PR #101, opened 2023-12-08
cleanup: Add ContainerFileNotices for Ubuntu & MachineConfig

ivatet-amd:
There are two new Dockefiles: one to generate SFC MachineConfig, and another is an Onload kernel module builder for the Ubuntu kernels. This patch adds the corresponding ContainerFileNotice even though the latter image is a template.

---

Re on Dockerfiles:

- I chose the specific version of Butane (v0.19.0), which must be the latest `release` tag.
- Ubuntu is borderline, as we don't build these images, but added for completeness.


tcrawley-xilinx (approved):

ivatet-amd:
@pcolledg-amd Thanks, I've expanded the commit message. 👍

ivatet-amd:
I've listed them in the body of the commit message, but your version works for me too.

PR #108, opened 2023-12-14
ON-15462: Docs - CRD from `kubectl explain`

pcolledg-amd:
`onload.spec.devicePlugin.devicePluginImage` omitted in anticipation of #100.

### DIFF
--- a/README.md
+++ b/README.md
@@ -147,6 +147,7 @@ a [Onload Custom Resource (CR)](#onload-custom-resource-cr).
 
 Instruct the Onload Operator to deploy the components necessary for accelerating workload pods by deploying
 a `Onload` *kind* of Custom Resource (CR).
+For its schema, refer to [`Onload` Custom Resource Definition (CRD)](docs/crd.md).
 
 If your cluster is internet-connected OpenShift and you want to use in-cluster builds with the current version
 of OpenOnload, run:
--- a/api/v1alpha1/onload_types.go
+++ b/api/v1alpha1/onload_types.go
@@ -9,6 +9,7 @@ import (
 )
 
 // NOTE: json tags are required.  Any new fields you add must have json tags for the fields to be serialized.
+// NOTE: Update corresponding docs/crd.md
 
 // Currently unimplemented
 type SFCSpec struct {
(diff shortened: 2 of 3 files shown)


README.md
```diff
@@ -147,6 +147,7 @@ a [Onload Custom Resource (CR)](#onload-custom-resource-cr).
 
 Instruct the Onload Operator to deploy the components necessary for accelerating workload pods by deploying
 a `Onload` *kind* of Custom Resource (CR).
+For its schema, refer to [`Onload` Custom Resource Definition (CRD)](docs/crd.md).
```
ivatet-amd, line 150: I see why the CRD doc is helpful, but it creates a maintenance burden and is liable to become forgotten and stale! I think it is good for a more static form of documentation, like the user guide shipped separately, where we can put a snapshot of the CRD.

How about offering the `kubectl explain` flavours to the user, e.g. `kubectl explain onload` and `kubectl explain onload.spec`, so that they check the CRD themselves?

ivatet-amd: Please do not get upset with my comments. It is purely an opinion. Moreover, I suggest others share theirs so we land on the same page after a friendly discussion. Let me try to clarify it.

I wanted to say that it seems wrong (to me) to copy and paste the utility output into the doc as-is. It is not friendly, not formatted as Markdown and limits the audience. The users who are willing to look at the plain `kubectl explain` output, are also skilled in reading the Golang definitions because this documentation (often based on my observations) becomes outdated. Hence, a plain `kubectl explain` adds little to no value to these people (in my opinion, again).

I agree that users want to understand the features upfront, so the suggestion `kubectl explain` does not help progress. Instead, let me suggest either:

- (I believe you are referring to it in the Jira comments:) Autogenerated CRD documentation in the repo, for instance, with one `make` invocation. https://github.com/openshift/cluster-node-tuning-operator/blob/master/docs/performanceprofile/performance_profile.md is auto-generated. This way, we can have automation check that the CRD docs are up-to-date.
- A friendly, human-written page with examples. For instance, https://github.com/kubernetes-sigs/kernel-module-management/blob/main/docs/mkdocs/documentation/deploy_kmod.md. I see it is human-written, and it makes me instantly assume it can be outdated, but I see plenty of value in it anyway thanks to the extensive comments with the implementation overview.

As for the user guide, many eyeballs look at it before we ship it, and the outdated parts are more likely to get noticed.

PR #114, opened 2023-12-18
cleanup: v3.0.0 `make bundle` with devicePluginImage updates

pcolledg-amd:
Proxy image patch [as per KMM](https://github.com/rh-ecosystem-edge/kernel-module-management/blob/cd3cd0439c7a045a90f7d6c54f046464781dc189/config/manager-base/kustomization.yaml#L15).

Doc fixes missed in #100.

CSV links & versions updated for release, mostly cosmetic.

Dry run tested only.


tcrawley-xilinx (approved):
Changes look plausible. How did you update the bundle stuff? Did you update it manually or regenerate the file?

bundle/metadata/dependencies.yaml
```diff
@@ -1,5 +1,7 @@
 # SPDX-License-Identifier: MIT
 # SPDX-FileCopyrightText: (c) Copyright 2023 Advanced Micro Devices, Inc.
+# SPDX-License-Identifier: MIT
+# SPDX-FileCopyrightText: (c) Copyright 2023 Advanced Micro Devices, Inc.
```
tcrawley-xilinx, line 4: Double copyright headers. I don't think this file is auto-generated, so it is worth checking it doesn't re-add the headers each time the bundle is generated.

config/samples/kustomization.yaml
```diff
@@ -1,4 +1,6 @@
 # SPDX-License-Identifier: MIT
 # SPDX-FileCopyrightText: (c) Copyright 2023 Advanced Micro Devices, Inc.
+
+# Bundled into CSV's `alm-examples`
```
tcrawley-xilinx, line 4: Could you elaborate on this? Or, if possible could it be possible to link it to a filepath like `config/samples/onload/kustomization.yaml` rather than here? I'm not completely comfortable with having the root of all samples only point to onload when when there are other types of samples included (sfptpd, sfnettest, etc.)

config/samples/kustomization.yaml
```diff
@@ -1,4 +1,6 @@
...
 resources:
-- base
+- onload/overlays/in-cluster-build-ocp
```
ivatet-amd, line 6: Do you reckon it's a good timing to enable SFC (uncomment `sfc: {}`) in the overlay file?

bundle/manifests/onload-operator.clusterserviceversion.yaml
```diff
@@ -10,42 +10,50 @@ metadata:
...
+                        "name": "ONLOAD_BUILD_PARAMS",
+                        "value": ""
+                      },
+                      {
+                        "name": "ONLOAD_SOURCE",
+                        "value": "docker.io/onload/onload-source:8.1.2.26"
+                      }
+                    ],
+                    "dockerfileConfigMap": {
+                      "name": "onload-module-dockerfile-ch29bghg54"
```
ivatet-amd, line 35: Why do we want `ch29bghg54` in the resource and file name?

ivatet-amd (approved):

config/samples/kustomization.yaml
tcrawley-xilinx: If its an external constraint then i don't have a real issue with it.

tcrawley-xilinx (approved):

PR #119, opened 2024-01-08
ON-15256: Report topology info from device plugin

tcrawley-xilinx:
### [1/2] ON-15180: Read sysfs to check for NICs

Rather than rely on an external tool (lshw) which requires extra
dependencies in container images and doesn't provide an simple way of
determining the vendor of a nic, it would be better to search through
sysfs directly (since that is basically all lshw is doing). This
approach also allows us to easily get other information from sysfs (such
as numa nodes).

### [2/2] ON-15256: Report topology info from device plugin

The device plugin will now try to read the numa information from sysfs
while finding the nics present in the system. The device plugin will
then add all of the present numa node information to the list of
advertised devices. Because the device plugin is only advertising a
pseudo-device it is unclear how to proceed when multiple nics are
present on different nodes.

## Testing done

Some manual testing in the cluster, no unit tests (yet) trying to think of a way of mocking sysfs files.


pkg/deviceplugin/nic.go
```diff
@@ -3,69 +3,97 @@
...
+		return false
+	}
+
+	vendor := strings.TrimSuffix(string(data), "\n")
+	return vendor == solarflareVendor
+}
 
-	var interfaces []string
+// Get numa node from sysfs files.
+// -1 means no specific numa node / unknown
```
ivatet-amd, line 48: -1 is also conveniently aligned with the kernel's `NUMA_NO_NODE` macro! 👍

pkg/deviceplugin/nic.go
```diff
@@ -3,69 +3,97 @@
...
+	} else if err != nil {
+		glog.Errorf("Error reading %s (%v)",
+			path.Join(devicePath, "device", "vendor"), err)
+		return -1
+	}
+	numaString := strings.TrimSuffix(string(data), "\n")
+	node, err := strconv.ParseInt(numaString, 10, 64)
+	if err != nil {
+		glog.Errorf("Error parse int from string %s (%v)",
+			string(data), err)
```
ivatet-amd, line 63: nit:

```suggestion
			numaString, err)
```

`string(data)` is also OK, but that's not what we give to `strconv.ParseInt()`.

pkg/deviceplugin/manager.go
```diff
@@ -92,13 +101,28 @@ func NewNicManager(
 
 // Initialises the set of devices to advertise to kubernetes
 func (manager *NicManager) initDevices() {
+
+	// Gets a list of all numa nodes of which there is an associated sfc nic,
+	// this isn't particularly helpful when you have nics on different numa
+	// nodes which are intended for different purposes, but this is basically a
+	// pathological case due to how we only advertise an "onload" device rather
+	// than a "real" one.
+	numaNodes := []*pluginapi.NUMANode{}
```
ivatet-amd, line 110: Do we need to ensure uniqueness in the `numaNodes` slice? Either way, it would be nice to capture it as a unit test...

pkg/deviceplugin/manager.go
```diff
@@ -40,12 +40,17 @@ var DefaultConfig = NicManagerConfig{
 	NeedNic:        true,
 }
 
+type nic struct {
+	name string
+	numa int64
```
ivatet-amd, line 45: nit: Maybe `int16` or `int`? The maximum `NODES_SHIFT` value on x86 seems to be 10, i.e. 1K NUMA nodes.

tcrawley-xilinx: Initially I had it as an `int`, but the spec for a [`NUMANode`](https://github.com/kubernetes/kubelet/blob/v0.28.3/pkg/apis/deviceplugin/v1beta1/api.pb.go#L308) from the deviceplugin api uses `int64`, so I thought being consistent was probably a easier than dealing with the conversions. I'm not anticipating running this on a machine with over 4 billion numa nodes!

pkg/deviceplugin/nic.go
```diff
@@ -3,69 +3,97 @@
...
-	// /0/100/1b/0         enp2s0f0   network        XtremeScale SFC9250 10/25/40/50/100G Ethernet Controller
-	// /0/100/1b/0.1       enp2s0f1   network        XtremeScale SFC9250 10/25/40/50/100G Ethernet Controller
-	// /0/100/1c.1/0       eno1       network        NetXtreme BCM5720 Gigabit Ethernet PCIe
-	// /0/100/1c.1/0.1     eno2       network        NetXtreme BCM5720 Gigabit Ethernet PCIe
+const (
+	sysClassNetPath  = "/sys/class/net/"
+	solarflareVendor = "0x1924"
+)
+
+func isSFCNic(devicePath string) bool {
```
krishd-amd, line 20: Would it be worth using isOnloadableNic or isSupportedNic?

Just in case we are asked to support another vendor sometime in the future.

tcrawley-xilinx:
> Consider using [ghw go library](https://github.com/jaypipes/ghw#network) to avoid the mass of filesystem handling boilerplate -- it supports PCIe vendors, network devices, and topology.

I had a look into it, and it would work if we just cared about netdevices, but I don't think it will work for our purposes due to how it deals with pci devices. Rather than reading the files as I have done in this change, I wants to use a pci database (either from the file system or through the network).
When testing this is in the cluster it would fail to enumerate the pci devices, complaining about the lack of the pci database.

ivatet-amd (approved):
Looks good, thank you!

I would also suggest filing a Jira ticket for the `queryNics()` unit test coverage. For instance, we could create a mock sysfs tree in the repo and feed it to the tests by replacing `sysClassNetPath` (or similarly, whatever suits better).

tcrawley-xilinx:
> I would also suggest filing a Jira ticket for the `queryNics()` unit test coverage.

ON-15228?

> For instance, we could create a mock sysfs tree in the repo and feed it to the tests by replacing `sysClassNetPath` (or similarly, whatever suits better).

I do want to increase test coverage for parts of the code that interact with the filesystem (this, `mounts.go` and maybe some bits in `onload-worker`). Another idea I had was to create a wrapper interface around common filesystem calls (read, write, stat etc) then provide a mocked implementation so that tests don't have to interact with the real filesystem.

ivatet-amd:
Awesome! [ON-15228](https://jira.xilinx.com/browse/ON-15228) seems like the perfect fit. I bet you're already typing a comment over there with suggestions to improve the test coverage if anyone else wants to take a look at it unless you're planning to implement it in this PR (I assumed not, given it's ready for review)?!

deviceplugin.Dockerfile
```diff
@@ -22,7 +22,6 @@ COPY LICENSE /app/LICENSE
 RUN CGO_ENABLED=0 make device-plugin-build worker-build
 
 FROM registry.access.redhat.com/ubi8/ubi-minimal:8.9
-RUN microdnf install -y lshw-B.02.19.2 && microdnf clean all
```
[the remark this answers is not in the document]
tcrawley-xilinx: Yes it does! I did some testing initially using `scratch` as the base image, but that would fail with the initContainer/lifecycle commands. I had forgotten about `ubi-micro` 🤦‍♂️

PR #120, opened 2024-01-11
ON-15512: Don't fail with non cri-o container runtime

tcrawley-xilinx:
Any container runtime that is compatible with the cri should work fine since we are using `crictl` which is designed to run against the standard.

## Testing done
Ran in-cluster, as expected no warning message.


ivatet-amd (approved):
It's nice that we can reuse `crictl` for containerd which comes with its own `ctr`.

◆ **Assignment**: Each line of the entries that contains the word "which" should be listed.

◆ **Result below**:
- I chose the specific version of Butane (v0.19.0), which must be the latest `release` tag.
Rather than rely on an external tool (lshw) which requires extra
+	// Gets a list of all numa nodes of which there is an associated sfc nic,
+	// nodes which are intended for different purposes, but this is basically a
Any container runtime that is compatible with the cri should work fine since we are using `crictl` which is designed to run against the standard.
It's nice that we can reuse `crictl` for containerd which comes with its own `ctr`.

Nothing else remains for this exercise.